Recorded data
***
PR #556, opened 2021-07-08
Iterative Tasks

jdolence:
## PR Summary

This PR extends the tasking capability.  There are two new features.  First, within a region with multiple task lists, tasks can be marked as "Regional" which indicates that they should not be considered complete for the purposes of dependent tasks until all lists have that task complete.  Second, there is now a mechanism to associate tasks with an iterative pattern that needs to be executed multiple times until some criteria are satisfied.  Combining these two, we can now support global iterative solvers like Jacobi in a simple way.  A new example that uses the Jacobi method to solve the Poisson equation has been added to demonstrate the capability.

## PR Checklist

- [x] Code passes cpplint
- [x] Code is formatted


example/poisson/poisson_package.cpp
```diff
@@ -0,0 +1,151 @@
...
+        dv(b, 0, k, j, i) /= 2.0 * ndim;
+        dv(b, 0, k, j, i) -= v(b, iphi, k, j, i);
+      });
+
+  parthenon::par_for(
+      DEFAULT_LOOP_PATTERN, "UpdatePhi", DevExecSpace(), 0, u->NumBlocks() - 1, kb.s,
+      kb.e, jb.s, jb.e, ib.s, ib.e,
+      KOKKOS_LAMBDA(const int b, const int k, const int j, const int i) {
+        v(b, iphi, k, j, i) += dv(b, 0, k, j, i);
+      });
```
Yurlungur: This is not flux conservative so it won't work for AMR. That's fine though I think. AMR won't work anyway without higher-order prolongation/restriction.

src/tasks/task_list.hpp
```diff
@@ -46,28 +47,102 @@ class TaskList {
...
+  void ClearIteration(const std::string &label) {
+    auto task = task_list_.begin();
+    while (task != task_list_.end()) {
+      if (task->GetLabel() == label) {
+        task = task_list_.erase(task);
+      } else {
+        ++task;
+      }
+    }
+  }
```
Yurlungur: I wonder if it's time to move beyond a task list and into, say, an ordered map, with the task label as a key. Because looping through the task list looks very slow to me.

No need to change that here. Just food for thought.

src/tasks/task_list.hpp
```diff
@@ -46,28 +47,102 @@ class TaskList {
...
     }
+    for (auto &label : completed_iters_) {
+      ClearIteration(label);
+    }
+    completed_iters_.clear();
     ClearComplete();
     if (IsComplete()) return TaskListStatus::complete;
     return TaskListStatus::running;
   }
+  bool Validate() const {
```
Yurlungur, line 247: If this always throws for invalid tasks, is there any reason to return anything?

src/tasks/task_list.hpp
```diff
@@ -89,6 +164,52 @@ class TaskList {
                          [=]() mutable -> TaskStatus { return (obj->*func)(args...); });
   }
 
+  template <class F, class... Args>
+  TaskID AddIterativeTask(const TaskType &type, const std::string &label,
```
Yurlungur: Could `AddIterativeTask` be an overload of just `AddTask`? Or would the templating not like that?

src/tasks/task_list.hpp
```diff
@@ -89,6 +164,52 @@ class TaskList {
...
+      throw_with_max_iters_[label] = false;
+    }
+    if (warn_with_max_iters_.count(label) == 0) {
+      warn_with_max_iters_[label] = true;
+    }
+    TaskID id(tasks_added_ + 1);
+    task_list_.push_back(Task(
+        id, dep,
+        [=, func = std::forward<F>(func)]() mutable -> TaskStatus {
+          return func(args...);
```
Yurlungur:
```suggestion
          return func(std::forward<Args>(args)...);
```
to maintain perfect forwarding

src/tasks/task_list.hpp
```diff
@@ -89,6 +164,52 @@ class TaskList {
...
+    max_iterations_[label] = max;
+  }
+
+  void SetFailWithMaxIterations(const std::string &label, bool flag) {
+    throw_with_max_iters_[label] = flag;
+  }
+
+  void SetWarnWithMaxIterations(const std::string &label, bool flag) {
+    warn_with_max_iters_[label] = flag;
+  }
```
Yurlungur: This part of the machinery feels a little odd... in fact having iterative tasks tied to a label, rather than being a separate manager object in themselves is a little odd to me. But it does express what we want to express.

src/tasks/task_list.hpp
```diff
@@ -46,28 +47,102 @@ class TaskList {
...
           MarkTaskComplete(task.GetID());
+          if (task.GetType() == TaskType::completion_criteria) {
+            IterationComplete(task.GetLabel());
+          }
+        } else if (task.GetStatus() == TaskStatus::iterate &&
+                   task.GetType() == TaskType::completion_criteria) {
+          ResetIteration(task.GetLabel());
         }
       }
     }
```
Yurlungur: This is beginning to get a little hard to follow, but I'm not sure there's anything to be done about that.

Yurlungur (approved):
Cool! This looks great! And very useful. It's a fairly simple change to the task list machinery. I have a few comments below.

Also I notice tests aren't passing, so we should deal with that before merge.

example/poisson/poisson_package.cpp
jdolence: Yeah, this is a garbage solver all around, but the example is just meant to demonstrate the iterative task usage.  In fact, this explicitly assumes that `dx` is fixed for all blocks, so AMR would be out anyway.

src/tasks/task_list.hpp
jdolence: I don't know.  I'd like to see some evidence that this is a bottle neck in practice before doing something more complicated.  There are other ways to avoid these sorts of loops too, I think.

src/tasks/task_list.hpp
jdolence: originally, this didn't throw.  the call is in an assert.  i wanted to validate that iterations always had a completion criteria when in debug mode, but skip this in release.  when I tested that, it aborted for invalid lists, but didn't give a helpful message at all.  so I added this throw.  I still only want this called in debug mode, and the nicest way I know how to do that is by having the call in an assert, and that means it needs to return a bool, I think.

src/tasks/task_list.hpp
jdolence: I didn't try.  It might be OK, but I kind of liked the explicitness of calling out these kinds of tasks as iterative.  I'd be curious if anyone else has an opinion on this.  I'd be fine with being overruled and try the overload.

src/tasks/task_list.hpp
jdolence: yeah, let me think about what that looks like.

jdolence: ok @Yurlungur.  That was a little painful, but I refactored into something that perhaps looks more like you imagined, at least from the perspective of the interface.  I'm not sure whether it made the code in `task_list.hpp` more or less clear.  While I _do_ like that downstream codes won't have to provide labels and such now, my worry is that this interface obfuscates the fact that the tasks associated with some iterative collection can be interleaved with other tasks in a region that may be part of another iterative pattern or otherwise.  So, very curious to hear what you think.  Seems like both approaches have some merits.  Not at all sure which one we should stick with.  Thoughts?

src/tasks/task_list.hpp
jdolence: fixed this and all the others.

example/poisson/poisson_package.cpp
Yurlungur: maybe worth putting a warning about that somewhere in the example?

src/tasks/task_list.hpp
Yurlungur: I agree---don't worry about it for now. It's just something I noticed.

src/tasks/task_list.hpp
Yurlungur: `PARTHENON_REQUIRE_THROWS` is always called. You need to change it to `PARTHENON_DEBUG_REQUIRE`

src/tasks/task_list.hpp
Yurlungur: We could also add the type of task as a tag. e.g.,
```C++
AddTask(TaskType::Iterative,...);
AddTask(TaskType::Normal,...);
//etc
```

Yurlungur: But on the other hand that's API breaking so NVM

example/poisson/poisson_driver.cpp
```diff
@@ -0,0 +1,90 @@
...
+  auto &md = pmesh->mesh_data.GetOrAdd("base", 0);
+  // make a mesh_data container for dphi
+  auto &mdelta = pmesh->mesh_data.GetOrAdd("delta", 0);
+
+  TaskRegion &solver_region = tc.AddRegion(1);
+  TaskList &tl = solver_region[0];
+
+  auto start_recv = tl.AddTask(none, &MeshData<Real>::StartReceiving, md.get(),
+                               BoundaryCommSubset::all);
+  auto &solver = tl.AddIteration();
```
Yurlungur: Should `AddIteration` except a human readable string as a useful debugging tag?

src/tasks/task_list.hpp
```diff
@@ -85,8 +158,80 @@ class TaskList {
...
+      tl_->tasks_added_++;
+      return id;
+    }
+    TaskList *tl_;
+    int key_;
+    unsigned int max_iterations_;
+    unsigned int count_ = 0;
+    bool throw_with_max_iters_ = false;
+    bool warn_with_max_iters_ = true;
+  };
```
Yurlungur: I like this quite a bit... but I don't love that it's nested. Is there some way to not nest the classes?

jdolence: I don't know.  I did this because it allows these objects to directly access/modify private variables in the enclosing class (TaskLIst).  That was the most obvious thing to do, but there might be a better approach.

src/tasks/task_list.hpp
Yurlungur: Hmm interesting. I actually like the new way it looks for applications better. I agree it somewhat obfuscates that the tasks can be interwoven, but it also makes interacting with bits in a given iterative solve more clear and intuitive I feel. So I lean towards that.

On the other hand, I really dislike the nested ness of the classes. Can we not just have them flat? Or maybe make them friends?

src/tasks/task_list.hpp
Yurlungur: Make the classes flat, but make them friends of each other. That should give private access.

jdolence: ok I separated the classes.  curious what you think

src/tasks/task_list.hpp
```diff
@@ -36,6 +36,75 @@ namespace parthenon {
...
+  template <class T, class... Args>
+  TaskID AddTask(TaskID const &dep, TaskStatus (T::*func)(Args...), T *obj,
+                 Args &&... args) {
+    return this->AddTask_(TaskType::iterative, dep, [=]() mutable -> TaskStatus {
+      return (obj->*func)(std::forward<Args>(args)...);
+    });
+  }
+
+  template <class T, class... Args>
+  TaskID AddCompletionTask(TaskID const &dep, T &&func, Args &&... args) {
```
Yurlungur: Should this be `SetCompletionTask`? Can we ever have more than one completion task? How does that work?

src/tasks/task_list.hpp
```diff
@@ -142,6 +211,14 @@ class TaskList {
     return valid;
   }
 
+  TaskID AddTask(Task tsk) {
+    TaskID id(tasks_added_ + 1);
+    tsk.SetID(id);
+    task_list_.push_back(tsk);
+    tasks_added_++;
+    return id;
+  }
```
Yurlungur: Hmm I see. Now the task id needs to be kind of exposed and tracked. In principle I think this is fine.

src/tasks/task_list.hpp
Yurlungur: I like it. I don't think it's too burdensome to return the task id in the way you do now. Seems entirely reasonable and clear how things are passed around.

src/tasks/task_list.hpp
jdolence: yeah that's fair.  I'll change it

Yurlungur: We might also wanna check that there's only ever one completion task.

Yurlungur: (Per set of iterative tasks, obviously)

src/tasks/task_list.hpp
```diff
@@ -27,54 +30,202 @@
...
+  template <class F, class... Args>
+  TaskID AddTask_(const TaskType &type, TaskID const &dep, F &&func, Args &&... args) {
+    TaskID id(0);
+    id = task_list_impl::AddTaskHelper(
+        tl_, Task(
+                 id, dep,
+                 [=, func = std::forward<F>(func)]() mutable -> TaskStatus {
+                   return func(std::forward<Args>(args)...);
+                 },
+                 type, key_));
```
Yurlungur, line 106: It's just rearranging things, but it seems to me that this bit of nastiness could be hidden by having a task constructor overload that automatically sets the task id to something nonsensical, which we could check for when we validate, to ensure it was overwritten properly.

example/poisson/parthinput.poisson
```diff
@@ -0,0 +1,62 @@
...
+x2min = -1.0
+x2max = 1.0
+ix2_bc = outflow
+ox2_bc = outflow
+
+nx3 = 1
+x3min = -0.5
+x3max = 0.5
+ix3_bc = periodic
+ox3_bc = periodic
```
Yurlungur, line 39: Is outflow the right BC here?

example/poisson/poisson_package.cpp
***
▶ **YOUR ASSIGNMENT**: Please print, exactly and with nothing else, the lines from the first line of the entries through the line containing "## PR Summary".

▶ **ANSWER SPACE**:
PR #556, opened 2021-07-08
Iterative Tasks

jdolence:
## PR Summary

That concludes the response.